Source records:
-------
PR #7519, opened 2025-12-09
allow 600m gas per tx in one mb

sstanculeanu:
- one tx per mini block that has more gas than the mini block limit should be allowed
  
## Proposed changes
- added special handling

## Testing procedure
- with feat branch

## Pre-requisites

### DIFF
--- a/process/block/gasConsumption.go
+++ b/process/block/gasConsumption.go
@@ -233,8 +233,6 @@ func (gc *gasConsumption) checkGasConsumedByMiniBlock(mb data.MiniBlockHeaderHan
 		if check.IfNil(tx) {
 			continue
 		}
-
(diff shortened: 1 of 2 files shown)


axenteoctavian (dismissed):

process/block/gasConsumption.go
AdoAdoAdo: is there also a check that gasLimit is not exceeding the maximum allowed? not only for the receiver, but the total.

sstanculeanu: this method is only called for incoming mini blocks, thus only the gas in receiver's shard is considered here. the check for the total consumed is done on the method handling outgoing txs

AdoAdoAdo (approved):

axenteoctavian (approved):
-------
● **Try it**
Retyping every entry exactly is the whole of the task.

● **Solution to this problem**
PR #7519, opened 2025-12-09
allow 600m gas per tx in one mb

sstanculeanu:
- one tx per mini block that has more gas than the mini block limit should be allowed
  
## Proposed changes
- added special handling

## Testing procedure
- with feat branch

## Pre-requisites

### DIFF
--- a/process/block/gasConsumption.go
+++ b/process/block/gasConsumption.go
@@ -233,8 +233,6 @@ func (gc *gasConsumption) checkGasConsumedByMiniBlock(mb data.MiniBlockHeaderHan
 		if check.IfNil(tx) {
 			continue
 		}
-
(diff shortened: 1 of 2 files shown)


axenteoctavian (dismissed):

process/block/gasConsumption.go
AdoAdoAdo: is there also a check that gasLimit is not exceeding the maximum allowed? not only for the receiver, but the total.

sstanculeanu: this method is only called for incoming mini blocks, thus only the gas in receiver's shard is considered here. the check for the total consumed is done on the method handling outgoing txs

AdoAdoAdo (approved):

axenteoctavian (approved):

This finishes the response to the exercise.